Towards Fast, Memory-based and Data-Efficient Vision-Language Policy
Haoxuan Li, Sixu Yan, Yuhan Li, Xinggang Wang
TL;DR
LiteVLP tackles the challenges of expensive inference, domain shift, and memory limitations in vision-language policies for robotics by leveraging a lightweight 1B-parameter VLM backbone, memory-aware visuomotor instruction tuning, and a novel multi-observation compression module. The approach enables memory of past and future experiences while significantly reducing input token counts, boosting both training efficiency and inference speed.

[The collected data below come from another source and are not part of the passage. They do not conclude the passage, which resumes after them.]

PR #861, opened 2021-09-09
PHPLIB-651: Support $merge and $out executing on secondaries

jmikola:
https://jira.mongodb.org/browse/PHPLIB-651

POC for https://github.com/mongodb/specifications/pull/1062


alcaeus (commented):
LGTM pending approval of https://github.com/mongodb/specifications/pull/1062

src/Collection.php
```diff
@@ -225,11 +228,21 @@ public function aggregate(array $pipeline, array $options = [])
...
+        if (
+            $hasWriteStage && isset($options['readPreference']) &&
+            ! server_supports_feature($server, self::$wireVersionForSecondarySupportsWriteStage)
+        ) {
             $options['readPreference'] = new ReadPreference(ReadPreference::RP_PRIMARY);
-        }
 
-        $server = select_server($this->manager, $options);
+            if ($server->isSecondary()) {
+                $server = select_server($this->manager, $options);
```
jmikola, line 243: When I recently spoke to @kevinAlbs about this (re: https://github.com/mongodb/specifications/pull/1062#discussion_r710555018), I mentioned an alternative implementation that could bypass a second server selection attempt (i.e. `mongoc_client_select_server`) by instead iterating on [`Manager::getServers()`](https://www.php.net/manual/en/mongodb-driver-manager.getservers.php) to select a primary.

Thanks to the first server selection attempt, we can be guaranteed that the topology has been discovered. `getServers()` shouldn't return an empty array unless there really are no servers available. But I also don't think there's much benefit to that approach vs. simply invoking server selection a second time. The edge case is that if there really isn't a primary available, we'll block for `serverSelectionTimeoutMS` on this second attempt.

But if the root concern is potentially blocking the application for `2 * serverSelectionTimeoutMS`, let's consider how that might actually happen:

On VIMA-Bench, LiteVLP achieves competitive or superior task success using only a fraction of the data and exhibits strong robustness to localization noise, with notable gains in long-horizon manipulation. The work demonstrates that compact multi-modal models can deliver real-time, data-efficient robotic reasoning, paving the way for scalable deployment in real-world settings.
Abstract
Vision Language Models (VLMs) pretrained on Internet-scale vision-language data have demonstrated the potential to transfer their knowledge to robotic learning. However, the existing paradigm encounters three critical challenges: (1) expensive inference cost resulting from large-scale model parameters, (2) frequent domain shifts caused by mismatched data modalities, and (3) limited capacity to handle past or future experiences. In this work, we propose LiteVLP, a lightweight, memory-based, and general-purpose vision-language policy generation model. LiteVLP is built upon a pre-trained 1B-parameter VLM and fine-tuned on a tiny-scale and conversation-style robotic dataset. Through extensive experiments, we demonstrate that LiteVLP outperforms state-of-the-art vision-language policy on VIMA-Bench, with minimal training time. Furthermore, LiteVLP exhibits superior inference speed while maintaining exceptional high accuracy. In long-horizon manipulation tasks, LiteVLP also shows remarkable memory ability, outperforming the best-performing baseline model by 18.8%. These results highlight LiteVLP as a promising model to integrating the intelligence of VLMs into robotic learning.